The degree of genetic defects in the frataxin gene appears to result in adults with Friedreich’s ataxia having a relatively smaller left ventricle in the heart, a study presented as a poster at IARC 2017 reported.
The poster was presented by Roger Peverill of the Monash Cardiovascular Research Centre at Monash University, Australia, on Friday at IARC, the International Ataxia Research Conference that concludes in Pisa, Italy, on Saturday. It was titled “A unique pattern of left ventricular remodeling in Friedreich ataxia (FRDA) related to frataxin deficiency?”
Cardiac disease is a common feature of Friedreich’s ataxia (FA), and often manifests as left ventricular hypertrophy, an increase in the thickness of the wall and septum of the heart’s left ventricle. Eventually, patients progress to heart failure.
The geometric changes in the heart of FA patients, however, are complex and often differ from diseases like hypertensive heart disease or cardiomyopathies. Differences can also be found between adults and children with FA.
In the study, the team sought to define these left ventricular geometric changes.
A total 174 FA patients (52 children and 122 adults) underwent an echocardiography, a scan that allows scientists and doctors to look at the heart and nearby blood vessels. A series of heart measurements were also recorded, including parameters related to the heart’s left ventricle, and its wall thickness, length, volume and mass.
Patients showed normal left ventricular ejection fraction, an important test to determine how well the heart is pumping blood and one used in diagnosing and monitoring heart failure.

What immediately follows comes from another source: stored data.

Issue #253, opened 2018-02-22
Add standard Metropolis algorithm


MichaelClerx:
See also: #116 #209

MichaelClerx:
Should be a matter of stripping bits out of the adaptive covariance mcmc method (and checking the resulting implementation against a textbook)

chonlei:
Done via #259

Issue #209, opened 2018-02-01
Hierarchy of methods


sanmitraghosh:
As requested by @MichaelClerx : 

MCMC : 
    i)AdaptiveCovariance, DREAM 
    ii) Netsed sampling 
    iii) Particle based ones--PopulationMCMC, SMC 
    iv) Likelihood free ---ABCMCMC, ABCSMC 
    v) Score function based---MALA, HMC, NUTS 
    vi) DifferentialGeomtric ones---smMALA, RMHMC 

Optimisation :
     i)PSO, GA 
     ii) Info Geometric ones ---CMAES, XNES, SNES.

I have given an exhaustive list, probably all of these wont be implemented (or needed). But you can organise them these way.

ben18785:
Thanks Sanmitra. Although think this is a more apt division:

- Sampling: MCMC, nested, importance sampling, ABC etc.
- Optimisation 

Since, for example, SMC is not MCMC, nor is nested sampling, etc. So think, keep the same two-division thing but call one 'sampling'.

Sound ok?

sanmitraghosh:
Sounds good to me, as there are overlaps anyway.

MichaelClerx:
I remember there was some structure in the information that MCMC methods needed? So an order from likelihood free up to methods needing fisher information?

ben18785:
Yep!

MichaelClerx:
Well what was it? :D

sanmitraghosh:
For MCMC methods i)---iii) only need logPosterior. Methods v) needs derivative of logPosterior and vi) Hessian of logPosterior.
iv) is a bit tricky, ideally the user should define a distance function between data and states. However, least squares is a good distance function for time series problems.

Hope this helps @MichaelClerx @ben18785

MichaelClerx:
@sanmitraghosh @ben18785 can you have a look here: http://pints.readthedocs.io/en/latest/#hierarchy-of-methods and see if you agree?

To edit the file, look in `docs/source/index.rst`

sanmitraghosh:
I think this is okay.

ben18785:
Ok, I think we need to move 'PopulationMCMC' to be under the MCMC heading. We also need to add emcee hammer and simple 'Metropolis' (i.e. the unadapted version) to the MCMC samplers.

[...]

PR #259, opened 2018-02-24
I253 standard metropolis

chonlei:
Add standard Metropolis Hasting, see #253 

This is Metropolis Random Walker ( i.e. just stripping the adaptive covariance from the AdaptiveCovarianceMCMC in #253 ) than generalised Metropolis Hasting as mentioned here #209


MichaelClerx:
Hi Chon! Is it metropolis or metropolis Hastings you've done?

chonlei:
Hi Michael! I removed the adaptive covariance part of the AdaptiveCovarianceMCMC you have mentioned in #253. I am not sure what is Metropolis. I thought it is usually known as Metropolis random walker with normal step.

MichaelClerx:
Have a look at the stuff Ben wrote in the tickets about this then! Plus wiki
etc. :) It's to do with how you choose the next points to test!



On Sat, 24 Feb 2018 04:49:54 -0800 Chon Lok Lei <notifications@github.com>
wrote

chonlei:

A normal left ventricular ejection fraction is usually between 50 to 75 percent.
After adjusting for patients’ age and sex, the researchers found that a larger GAA expansion (the mutation in the frataxin gene that causes FA) correlated with a decrease in several left ventricular parameters, including internal and external diameter, length and volume.

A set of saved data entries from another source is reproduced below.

PR #268, opened 2018-03-06
Goodwin oscillator toy model

MichaelClerx:
See: #265 

@sanmitraghosh do you know a reference for this particular form of the equations?

Example in https://github.com/pints-team/pints/blob/c278a61d15663e34158864bf70bf0668142b3759/examples/toy-goodwin-oscillator-model.ipynb


MichaelClerx:
Added citations now. Would probably be better to have a multi-series version of this problem!

Issue #586, opened 2018-12-12
Replace HH IK model by one that uses analytical simulations


MichaelClerx:
Should speed things up, make @martinjrobins life a bit easier?

PR #644, opened 2019-02-05
Replaced Hodgkin-Huxley ODE model with analytical solution

MichaelClerx:
See #586

For the protocol used inside this toy example, we can actually solve the system analytically instead of using scipy's odeint. This speeds it up by about a factor 60 (!?), which is good for testing


ben18785:
Great! Nice.

MichaelClerx:
@ben18785 thanks for comparing! How small are we talking about? I'd better have a look I suppose :-)

MichaelClerx:
Thanks @ben18785 !

I'd made a mistake that showed up in the first step, where the simulation was accidentally started at t=-1 instead of t=0. This caused a notable (but exponentially declining) difference for the first 200ms or so. Have now added a notebook to `studies` to show that the remaining errors are small; the scale I'd expect from integrator error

GAA expansion, however, was not associated with septal wall thickness, posterior wall thickness, or left ventricular mass.

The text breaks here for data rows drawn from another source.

Issue #159, opened 2017-12-28
Add an example of using a log_likelihood in an optimisation


ben18785:
At the moment we estimate the parameters of the logistic equation with noise for a squared error (yielding ML estimates of the logistic parameters) but we could actually use it to do full maximum likelihood estimation (i.e. including the noise standard deviation) if we do optimisation on the log_likelihood directly. I feel that this might provide a nicer link between the optimisation and sampling/MCMC parts of Pints.

MichaelClerx:
We can do that, yes, and Gary has done it for several problems!

However, Martin had some issues where the MLE didn't perform well compared to a simple squared error. I also feel it's conceptually much simpler to do optimisation without adding the stats...

MichaelClerx:
I suggest we do this in the form of an example using an ion channel toy model (#124) and then do our thing of running CMA-ES with a log_posterior before running MCMC

PR #652, opened 2019-02-05
Added an example of combining opt. and mcmc, and optimising on a loglikelihood

MichaelClerx:
See #159.


MichaelClerx:
@martinjrobins ?

MichaelClerx:
Fair point. Have added a new example and updated the old one

MichaelClerx:
We should also remember to keep the index in `examples/README` up to date!

MichaelClerx:
@martinjrobins care to have another look?

MichaelClerx:
@ben18785 could you have a quick peek at this?

ben18785:
Could we hold back on this — sorry been meaning to comment on it. Not sure the example here is great, to be honest...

All correlations were observed only in adults; none were evident in the children.
“In FRDA [Friedreich’s ataxia], the degree of genetic abnormality is associated with a smaller left ventricle in adults, but no direct relationship with wall thickness or left ventricular mass is evident,” the poster concluded. “An explanation for the variable findings of previous studies may be the lack of similar correlations in children.”